Dataset section:
/---
Issue #101, opened 2019-11-08
Register an existing standby node


DimCitus:
At the moment our command `pg_autoctl create postgres` knows how to register a pre-existing PostgreSQL instance when it's a primary server. This allows users to provision as usual and only then register to the monitor.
\---
Pull each line that includes the word "existing" out of the material above.

Result below:
Register an existing standby node
At the moment our command `pg_autoctl create postgres` knows how to register a pre-existing PostgreSQL instance when it's a primary server. This allows users to provision as usual and only then register to the monitor.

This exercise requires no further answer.